• _WHAT THIS TASK INVOLVES_
When you reach the records below, repeat each one exactly as written.

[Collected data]
***
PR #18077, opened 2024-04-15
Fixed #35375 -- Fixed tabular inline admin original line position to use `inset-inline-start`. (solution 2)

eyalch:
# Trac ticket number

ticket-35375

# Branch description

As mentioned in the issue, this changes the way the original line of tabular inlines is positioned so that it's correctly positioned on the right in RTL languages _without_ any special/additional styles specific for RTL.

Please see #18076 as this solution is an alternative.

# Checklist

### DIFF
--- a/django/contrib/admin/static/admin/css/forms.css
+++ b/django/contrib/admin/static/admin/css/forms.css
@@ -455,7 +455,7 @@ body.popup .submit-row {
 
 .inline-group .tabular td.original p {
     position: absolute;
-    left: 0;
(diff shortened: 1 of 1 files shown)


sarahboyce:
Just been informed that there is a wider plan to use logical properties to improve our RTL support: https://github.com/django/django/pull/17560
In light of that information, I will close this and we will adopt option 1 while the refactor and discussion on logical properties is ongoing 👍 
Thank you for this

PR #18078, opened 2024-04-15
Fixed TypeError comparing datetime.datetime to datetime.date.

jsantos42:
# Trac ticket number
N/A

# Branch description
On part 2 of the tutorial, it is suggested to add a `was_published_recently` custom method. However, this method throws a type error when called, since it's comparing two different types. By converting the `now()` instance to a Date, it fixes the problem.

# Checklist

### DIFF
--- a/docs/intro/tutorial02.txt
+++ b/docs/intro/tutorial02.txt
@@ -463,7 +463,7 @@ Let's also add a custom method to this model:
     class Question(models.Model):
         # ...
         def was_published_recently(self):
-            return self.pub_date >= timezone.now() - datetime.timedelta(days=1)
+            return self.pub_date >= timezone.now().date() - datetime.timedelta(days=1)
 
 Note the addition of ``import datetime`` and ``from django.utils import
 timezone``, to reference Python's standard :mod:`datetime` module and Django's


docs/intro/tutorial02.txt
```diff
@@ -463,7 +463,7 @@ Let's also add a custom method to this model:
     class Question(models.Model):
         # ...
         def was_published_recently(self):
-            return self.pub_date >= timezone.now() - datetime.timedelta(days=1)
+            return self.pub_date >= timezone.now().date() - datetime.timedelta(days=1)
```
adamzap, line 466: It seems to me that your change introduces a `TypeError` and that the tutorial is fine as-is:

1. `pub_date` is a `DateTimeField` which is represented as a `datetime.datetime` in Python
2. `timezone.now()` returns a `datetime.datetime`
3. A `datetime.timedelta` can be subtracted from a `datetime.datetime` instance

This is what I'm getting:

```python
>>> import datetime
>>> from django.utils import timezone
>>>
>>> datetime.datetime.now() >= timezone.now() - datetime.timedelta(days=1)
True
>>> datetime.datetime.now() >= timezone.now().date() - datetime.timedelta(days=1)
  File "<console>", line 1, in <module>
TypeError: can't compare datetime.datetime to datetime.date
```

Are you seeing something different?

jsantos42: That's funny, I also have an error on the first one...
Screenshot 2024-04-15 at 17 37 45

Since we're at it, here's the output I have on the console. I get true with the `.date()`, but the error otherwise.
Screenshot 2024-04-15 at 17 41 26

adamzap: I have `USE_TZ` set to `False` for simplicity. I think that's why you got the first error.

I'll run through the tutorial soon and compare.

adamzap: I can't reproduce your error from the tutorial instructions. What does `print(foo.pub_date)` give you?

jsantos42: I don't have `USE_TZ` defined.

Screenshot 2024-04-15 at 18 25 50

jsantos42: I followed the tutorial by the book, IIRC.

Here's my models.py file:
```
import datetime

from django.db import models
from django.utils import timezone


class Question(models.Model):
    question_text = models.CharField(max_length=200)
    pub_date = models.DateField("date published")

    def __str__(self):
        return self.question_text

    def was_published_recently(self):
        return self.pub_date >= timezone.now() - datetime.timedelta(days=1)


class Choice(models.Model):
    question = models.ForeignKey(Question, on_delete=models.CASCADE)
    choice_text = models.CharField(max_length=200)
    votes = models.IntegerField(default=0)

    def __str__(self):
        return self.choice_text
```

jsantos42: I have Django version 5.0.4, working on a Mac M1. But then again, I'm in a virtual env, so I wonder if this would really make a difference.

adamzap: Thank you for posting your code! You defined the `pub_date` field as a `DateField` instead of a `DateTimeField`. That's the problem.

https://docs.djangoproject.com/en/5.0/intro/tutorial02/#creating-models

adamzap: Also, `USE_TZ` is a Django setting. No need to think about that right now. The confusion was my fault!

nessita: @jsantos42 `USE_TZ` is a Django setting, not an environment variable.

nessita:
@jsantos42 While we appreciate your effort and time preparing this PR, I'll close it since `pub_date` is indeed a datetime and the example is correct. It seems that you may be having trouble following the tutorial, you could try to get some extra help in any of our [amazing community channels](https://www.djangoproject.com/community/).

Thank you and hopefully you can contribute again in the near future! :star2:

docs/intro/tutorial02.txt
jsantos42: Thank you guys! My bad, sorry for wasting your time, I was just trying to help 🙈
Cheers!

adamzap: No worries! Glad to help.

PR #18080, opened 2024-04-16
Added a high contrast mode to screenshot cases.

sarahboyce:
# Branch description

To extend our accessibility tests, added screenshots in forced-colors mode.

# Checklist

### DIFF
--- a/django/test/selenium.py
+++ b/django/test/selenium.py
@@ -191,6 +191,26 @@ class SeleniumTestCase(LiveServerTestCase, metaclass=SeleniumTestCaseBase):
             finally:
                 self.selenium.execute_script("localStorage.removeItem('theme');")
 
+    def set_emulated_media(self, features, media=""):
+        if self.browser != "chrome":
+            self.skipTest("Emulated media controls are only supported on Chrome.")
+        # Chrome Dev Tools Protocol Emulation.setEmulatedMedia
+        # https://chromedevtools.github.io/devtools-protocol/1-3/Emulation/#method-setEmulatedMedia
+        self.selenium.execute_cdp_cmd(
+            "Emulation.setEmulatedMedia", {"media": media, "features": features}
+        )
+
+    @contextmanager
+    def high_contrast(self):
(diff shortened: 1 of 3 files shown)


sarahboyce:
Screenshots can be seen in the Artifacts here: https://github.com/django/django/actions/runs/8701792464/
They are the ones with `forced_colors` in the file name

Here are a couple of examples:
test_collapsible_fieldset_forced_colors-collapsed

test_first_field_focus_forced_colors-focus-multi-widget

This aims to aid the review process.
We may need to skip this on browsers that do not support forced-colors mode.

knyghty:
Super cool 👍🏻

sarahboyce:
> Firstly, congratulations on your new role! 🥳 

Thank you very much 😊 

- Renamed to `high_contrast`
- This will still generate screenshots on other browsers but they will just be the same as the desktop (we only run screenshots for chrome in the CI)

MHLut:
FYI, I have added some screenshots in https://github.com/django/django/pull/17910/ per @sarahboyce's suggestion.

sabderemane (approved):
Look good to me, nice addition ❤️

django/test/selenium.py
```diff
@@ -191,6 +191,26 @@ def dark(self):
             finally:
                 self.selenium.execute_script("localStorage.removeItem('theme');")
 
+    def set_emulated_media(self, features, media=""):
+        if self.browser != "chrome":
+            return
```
***
• _RESPONSE_
PR #18077, opened 2024-04-15
Fixed #35375 -- Fixed tabular inline admin original line position to use `inset-inline-start`. (solution 2)

eyalch:
# Trac ticket number

ticket-35375

# Branch description

As mentioned in the issue, this changes the way the original line of tabular inlines is positioned so that it's correctly positioned on the right in RTL languages _without_ any special/additional styles specific for RTL.

Please see #18076 as this solution is an alternative.

# Checklist

### DIFF
--- a/django/contrib/admin/static/admin/css/forms.css
+++ b/django/contrib/admin/static/admin/css/forms.css
@@ -455,7 +455,7 @@ body.popup .submit-row {
 
 .inline-group .tabular td.original p {
     position: absolute;
-    left: 0;
(diff shortened: 1 of 1 files shown)


sarahboyce:
Just been informed that there is a wider plan to use logical properties to improve our RTL support: https://github.com/django/django/pull/17560
In light of that information, I will close this and we will adopt option 1 while the refactor and discussion on logical properties is ongoing 👍 
Thank you for this

PR #18078, opened 2024-04-15
Fixed TypeError comparing datetime.datetime to datetime.date.

jsantos42:
# Trac ticket number
N/A

# Branch description
On part 2 of the tutorial, it is suggested to add a `was_published_recently` custom method. However, this method throws a type error when called, since it's comparing two different types. By converting the `now()` instance to a Date, it fixes the problem.

# Checklist

### DIFF
--- a/docs/intro/tutorial02.txt
+++ b/docs/intro/tutorial02.txt
@@ -463,7 +463,7 @@ Let's also add a custom method to this model:
     class Question(models.Model):
         # ...
         def was_published_recently(self):
-            return self.pub_date >= timezone.now() - datetime.timedelta(days=1)
+            return self.pub_date >= timezone.now().date() - datetime.timedelta(days=1)
 
 Note the addition of ``import datetime`` and ``from django.utils import
 timezone``, to reference Python's standard :mod:`datetime` module and Django's


docs/intro/tutorial02.txt
```diff
@@ -463,7 +463,7 @@ Let's also add a custom method to this model:
     class Question(models.Model):
         # ...
         def was_published_recently(self):
-            return self.pub_date >= timezone.now() - datetime.timedelta(days=1)
+            return self.pub_date >= timezone.now().date() - datetime.timedelta(days=1)
```
adamzap, line 466: It seems to me that your change introduces a `TypeError` and that the tutorial is fine as-is:

1. `pub_date` is a `DateTimeField` which is represented as a `datetime.datetime` in Python
2. `timezone.now()` returns a `datetime.datetime`
3. A `datetime.timedelta` can be subtracted from a `datetime.datetime` instance

This is what I'm getting:

```python
>>> import datetime
>>> from django.utils import timezone
>>>
>>> datetime.datetime.now() >= timezone.now() - datetime.timedelta(days=1)
True
>>> datetime.datetime.now() >= timezone.now().date() - datetime.timedelta(days=1)
  File "<console>", line 1, in <module>
TypeError: can't compare datetime.datetime to datetime.date
```

Are you seeing something different?

jsantos42: That's funny, I also have an error on the first one...
Screenshot 2024-04-15 at 17 37 45

Since we're at it, here's the output I have on the console. I get true with the `.date()`, but the error otherwise.
Screenshot 2024-04-15 at 17 41 26

adamzap: I have `USE_TZ` set to `False` for simplicity. I think that's why you got the first error.

I'll run through the tutorial soon and compare.

adamzap: I can't reproduce your error from the tutorial instructions. What does `print(foo.pub_date)` give you?

jsantos42: I don't have `USE_TZ` defined.

Screenshot 2024-04-15 at 18 25 50

jsantos42: I followed the tutorial by the book, IIRC.

Here's my models.py file:
```
import datetime

from django.db import models
from django.utils import timezone


class Question(models.Model):
    question_text = models.CharField(max_length=200)
    pub_date = models.DateField("date published")

    def __str__(self):
        return self.question_text

    def was_published_recently(self):
        return self.pub_date >= timezone.now() - datetime.timedelta(days=1)


class Choice(models.Model):
    question = models.ForeignKey(Question, on_delete=models.CASCADE)
    choice_text = models.CharField(max_length=200)
    votes = models.IntegerField(default=0)

    def __str__(self):
        return self.choice_text
```

jsantos42: I have Django version 5.0.4, working on a Mac M1. But then again, I'm in a virtual env, so I wonder if this would really make a difference.

adamzap: Thank you for posting your code! You defined the `pub_date` field as a `DateField` instead of a `DateTimeField`. That's the problem.

https://docs.djangoproject.com/en/5.0/intro/tutorial02/#creating-models

adamzap: Also, `USE_TZ` is a Django setting. No need to think about that right now. The confusion was my fault!

nessita: @jsantos42 `USE_TZ` is a Django setting, not an environment variable.

nessita:
@jsantos42 While we appreciate your effort and time preparing this PR, I'll close it since `pub_date` is indeed a datetime and the example is correct. It seems that you may be having trouble following the tutorial, you could try to get some extra help in any of our [amazing community channels](https://www.djangoproject.com/community/).

Thank you and hopefully you can contribute again in the near future! :star2:

docs/intro/tutorial02.txt
jsantos42: Thank you guys! My bad, sorry for wasting your time, I was just trying to help 🙈
Cheers!

adamzap: No worries! Glad to help.

PR #18080, opened 2024-04-16
Added a high contrast mode to screenshot cases.

sarahboyce:
# Branch description

To extend our accessibility tests, added screenshots in forced-colors mode.

# Checklist

### DIFF
--- a/django/test/selenium.py
+++ b/django/test/selenium.py
@@ -191,6 +191,26 @@ class SeleniumTestCase(LiveServerTestCase, metaclass=SeleniumTestCaseBase):
             finally:
                 self.selenium.execute_script("localStorage.removeItem('theme');")
 
+    def set_emulated_media(self, features, media=""):
+        if self.browser != "chrome":
+            self.skipTest("Emulated media controls are only supported on Chrome.")
+        # Chrome Dev Tools Protocol Emulation.setEmulatedMedia
+        # https://chromedevtools.github.io/devtools-protocol/1-3/Emulation/#method-setEmulatedMedia
+        self.selenium.execute_cdp_cmd(
+            "Emulation.setEmulatedMedia", {"media": media, "features": features}
+        )
+
+    @contextmanager
+    def high_contrast(self):
(diff shortened: 1 of 3 files shown)


sarahboyce:
Screenshots can be seen in the Artifacts here: https://github.com/django/django/actions/runs/8701792464/
They are the ones with `forced_colors` in the file name

Here are a couple of examples:
test_collapsible_fieldset_forced_colors-collapsed

test_first_field_focus_forced_colors-focus-multi-widget

This aims to aid the review process.
We may need to skip this on browsers that do not support forced-colors mode.

knyghty:
Super cool 👍🏻

sarahboyce:
> Firstly, congratulations on your new role! 🥳 

Thank you very much 😊 

- Renamed to `high_contrast`
- This will still generate screenshots on other browsers but they will just be the same as the desktop (we only run screenshots for chrome in the CI)

MHLut:
FYI, I have added some screenshots in https://github.com/django/django/pull/17910/ per @sarahboyce's suggestion.

sabderemane (approved):
Look good to me, nice addition ❤️

django/test/selenium.py
```diff
@@ -191,6 +191,26 @@ def dark(self):
             finally:
                 self.selenium.execute_script("localStorage.removeItem('theme');")
 
+    def set_emulated_media(self, features, media=""):
+        if self.browser != "chrome":
+            return
```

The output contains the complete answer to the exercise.